Thanks to all for the comments on the last post. I had a lovely part two written last night. When I noticed today it wasn't on the blog, I thought perhaps I had saved a draft. No such luck. Was it eaten? Who knows.
I'll give you the short version of my experience on Sunday.
The sermon was "Why Go To Church?" and no, I didn't know that before I went. I'll be honest, what I got from the service came from my head turning flips over itself as he spoke. He used this illustration of the church as a ship giving direction to people who would otherwise be floundering about alone on the stormy sea; I pictured the ship knocking the floaters around, hitting them in the head.
What threw me into the spiritual was something very human, though. Someone sitting near me smelled.
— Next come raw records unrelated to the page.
PR #210, opened 2018-07-31
Read and write bytes in FileUtils

oferb:


common/tests/FileUtilsTest.java
```diff
@@ -543,15 +542,14 @@ public void testReadPrototxt() throws IOException {
...
-            "}",
-            "enum_field: YES"),
-        UTF_8);
+        ("int32_field: 123\n"
+                + "string_field: \"foo\"\n"
+                + "map_field {\n"
+                + "key: \"foo\"\n"
+                + "value: 123\n"
+                + "}\n"
+                + "enum_field: YES")
```
val-fed: Data which is written to the prototxt file in `testReadPrototxt()` method:
```
Files.write(
        testPath,
        ("int32_field: 123\n"
                + "string_field: \"foo\"\n"
                + "map_field {\n"
                + "key: \"foo\"\n"
                + "value: 123\n"
                + "}\n"
                + "enum_field: YES")
            .getBytes(UTF_8));
```
and `expected` result in `testWritePrototxt()` method:

```
String expected =
        "int32_field: 123\n"
            + "string_field: \"foo\"\n"
            + "map_field {\n"
            + "  key: \"foo\"\n"
            + "  value: 123\n"
            + "}\n"
            + "enum_field: YES\n";
```
are identical. Difference only in last `\n` symbol. I think will be better if `\n` symbol will be added to data in `testReadPrototxt()` method.

oferb: I think it's easier to understand each test as it is now. If we introduce a common  `static final`, you won't see the string and the rest of the code on the screen at the same time.

common/tests/FileUtilsTest.java
```diff
@@ -107,7 +107,7 @@ public void testFolderExistsIsFalseWhenFile() throws IOException {
     }
```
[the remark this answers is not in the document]
oferb: Fixed: https://github.com/google/startup-os/pull/215

oferb:
Closing this as it's been added to a different PR

PR #213, opened 2018-08-01
Remove C++ code from repo

vmax:


compile.sh
```diff
@@ -9,20 +9,5 @@ if [[ $1 != "build" && $1 != "test" ]]; then
...
-# already-built @com_google_protobuf//:protobuf
-
-if [[ -z "$CIRCLECI" ]]; then
-  DELETED_PACKAGES="";
-else
-  DELETED_PACKAGES="--deleted_packages $(cat .circleci/ignored_bazel_packages.txt)";
-fi
-
-bazel $1 $DELETED_PACKAGES //...
+bazel $1 //...
```
oferb: Do we still need this file then?
We can just do
`bazel build //..`
`bazel test //..`

vmax: @oferb we do for two reasons:
* we'll also check for Android SDK [in other PR](https://github.com/google/startup-os/blob/584c3fb5d81ff3f4b57dfa8050fddaeaec42f513/compile.sh#L12-L16)
* it'll be easier to customize building process if we ever need to

oferb: Ok

get-android-sdk.sh
```diff
@@ -0,0 +1,46 @@
+#!/bin/bash
```
oferb: Why is this one here?

PR #215, opened 2018-08-01
Remove unused import

oferb:


jbduncan:
@oferb If you're using the google-java-format command-line application to format Java code, you can use `--dry-run` and `--set-exit-if-changed` as described in https://github.com/google/google-java-format/pull/106, and then check if the exit code is 0 (code is already formatted) or 1 (code is _unformatted_).

jbduncan:
Sorry, not @oferb, I meant @vmax. :)

PR #216, opened 2018-08-02
Reviewer - diff page redesign

webdevelopland:
What's new:
- design of diff page is rebuild
- method of adding/removing users from reviewer/cc list is changed.
Now it's based on modal UI.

I thought about how many people came to church that morning without everything together, how it is (or should be? whatever) OK to come to come to church with your imperfections and how giving up those worries of perfection or expectations of others allows us to experience the spiritual. I thought about how that must have worked with Jesus and pondered that idea of being God and yet human and then without realizing what was coming next, there it was.
It's communion, and I hadn't even looked ahead in the bulletin to see it coming. Somehow in my head "This is my body broken for you" became something like "This is my human-ness. It's all I have that you can understand and I open myself so you can have all of it.".
So that's a start. I'm not telling you it means that everything is changed and I'm going back every time they open the doors, but it's where I'm starting.